Physics Approaches to the Spatial Distribution of Immune Cells in Tumors
Clare C. Yu, Juliana C. Wortman, Ting-Fang He, Shawn Solomon, Robert, Z. Zhang, Anthony Rosario, Roger Wang, Travis Y. Tu, Daniel Schmolze, Yuan, Yuan, Susan E. Yost, Xuefei Li, Herbert Levine, Gurinder Atwal, and Peter P., Lee

TL;DR
This paper introduces a maximum entropy method to analyze the spatial distribution of immune cells in tumor tissues, revealing its significance in predicting cancer recurrence and improving immunotherapy strategies.
Contribution
The study applies a novel maximum entropy approach to quantify immune cell spatial distribution, linking it to clinical outcomes in breast cancer patients.
Findings
Distinct spatial distributions correlate with clinical outcomes
Spatial distribution analysis improves recurrence prediction
Immune cell arrangement impacts immunotherapy effectiveness
Abstract
The goal of immunotherapy is to enhance the ability of the immune system to kill cancer cells.
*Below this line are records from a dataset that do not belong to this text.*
PR #3089, opened 2024-08-07
ICU-22848 Show the problem of infinity loop

FrankYFTang:
##### Checklist

- [X] Required: Issue filed: https://unicode-org.atlassian.net/browse/ICU-22848


FrankYFTang:
@aheninger could you take a look at the test case I added. It is now hang. I think it is super slow

aheninger:
Looks like the state table builder is running in exponential time on the number of trailing dots in the test pattern, ".*X..................;"

This is deep in the guts of the dragon book state table construction algorithm. I doubt there is an easy fix - the algorithm is tricky and hard to fully understand.

I recommend just leaving this as a known issue. It's not a problem in actual real break rules.

icu4c/source/test/intltest/rbbitst.cpp
```diff
@@ -6133,6 +6134,13 @@ void RBBITest::TestBug22636() {
     assertEquals(WHERE, ec, U_ZERO_ERROR);
 }
 
+void RBBITest::TestBug22848() {
+    if (quick || logKnownIssue("ICU-22848", "Very slow case")) { return; }
```
aheninger, line 6138: I recommend
-  reduce the number of dots in the pattern to the minimum that causes the failure (copy from bug report comment). This will dramatically speed up the test.
-  add an AssertSuccess after creating the bi. So the test will actually fail, and not just hang.
-  re-title the PR to something like "Add test for rbbi rule builder failure."

The test should fail -- when the state table max size is exceeded the ec will return a failure.

aheninger (changes requested):

PR #3090, opened 2024-08-07
ICU-22849 Fix memLeak in RBBIRuleBuilder by using LocalMemory

FrankYFTang:
##### Checklist

- [X] Required: Issue filed: https://unicode-org.atlassian.net/browse/ICU-22849

### DIFF
--- a/icu4c/source/common/rbbirb.cpp
+++ b/icu4c/source/common/rbbirb.cpp
@@ -182,12 +182,12 @@ RBBIDataHeader *RBBIRuleBuilder::flattenData() {
     }
 #endif
 
-    RBBIDataHeader* data = static_cast<RBBIDataHeader*>(uprv_malloc(totalSize));
-    if (data == nullptr) {
+    LocalMemory<RBBIDataHeader> data(static_cast<RBBIDataHeader*>(uprv_malloc(totalSize)));
+    if (data.isNull()) {
         *fStatus = U_MEMORY_ALLOCATION_ERROR;
         return nullptr;
     }
-    uprv_memset(data, 0, totalSize);
+    uprv_memset(data.getAlias(), 0, totalSize);
 
 
     data->fMagic            = 0xb1a0;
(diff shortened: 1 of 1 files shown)


icu4c/source/test/intltest/rbbitst.cpp
```diff
@@ -155,6 +155,7 @@ void RBBITest::runIndexedTest( int32_t index, UBool exec, const char* &name, cha
     TESTCASE_AUTO(TestBug22585);
     TESTCASE_AUTO(TestBug22602);
     TESTCASE_AUTO(TestBug22636);
+    TESTCASE_AUTO(TestBug22849);
```
aheninger, line 158: This test case shouldn't be part of this PR - it's for a different issue.

aheninger (changes requested):

icu4c/source/test/intltest/rbbitst.cpp
FrankYFTang: it is the way I saw the memory leak. I do not know what better way to show that memroy leak.

richgillam (dismissed):
Looks okay to me, but this is Andy's code, so his comments should carry the day.

icu4c/source/test/intltest/rbbitst.cpp
roubert: This test case passes also without the bugfix, so it doesn't verify whether the bugfix works or not.

That said, I don't think this change needs 3 different reviewers, so I'll remove myself.

aheninger: Poking into this test a little bit, it turns out that not only does the run time go exponential with the number of '.'s in the rule pattern, but the size of the generated state table also goes exponential.

Maybe the fuzzer's docker environment has a lowish total heap size limit, which caused the allocation failure, showing the bug. But the test does not fail in a normal development environment, and I question whether it would fail in CI testing.

The size of the allocation triggered by this test is 526696 bytes, which is no big deal, but I don't know how much other stuff is left on the heap by the rule builder.

I still recommend removing this test. It's not going to produce consistent, reproducible results.

aheninger (changes requested):

icu4c/source/test/intltest/rbbitst.cpp
FrankYFTang: ok, I remove the tests

aheninger (approved):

Immunotherapy is more effective and, in general, the prognosis is better, when more immune cells infiltrate the tumor. We explore the question of whether the spatial distribution rather than just the density of immune cells in the tumor is important in forecasting whether cancer recurs. After reviewing previous work on this issue, we introduce a novel application of maximum entropy to quantify the spatial distribution of discrete point-like objects. We apply our approach to B and T cells in images of tumor tissue taken from triple negative breast cancer (TBNC) patients. We find that there is a distinct difference in the spatial distribution of immune cells between good clinical outcome (no recurrence of cancer within at least 5 years of diagnosis) and poor clinical outcome (recurrence within 3…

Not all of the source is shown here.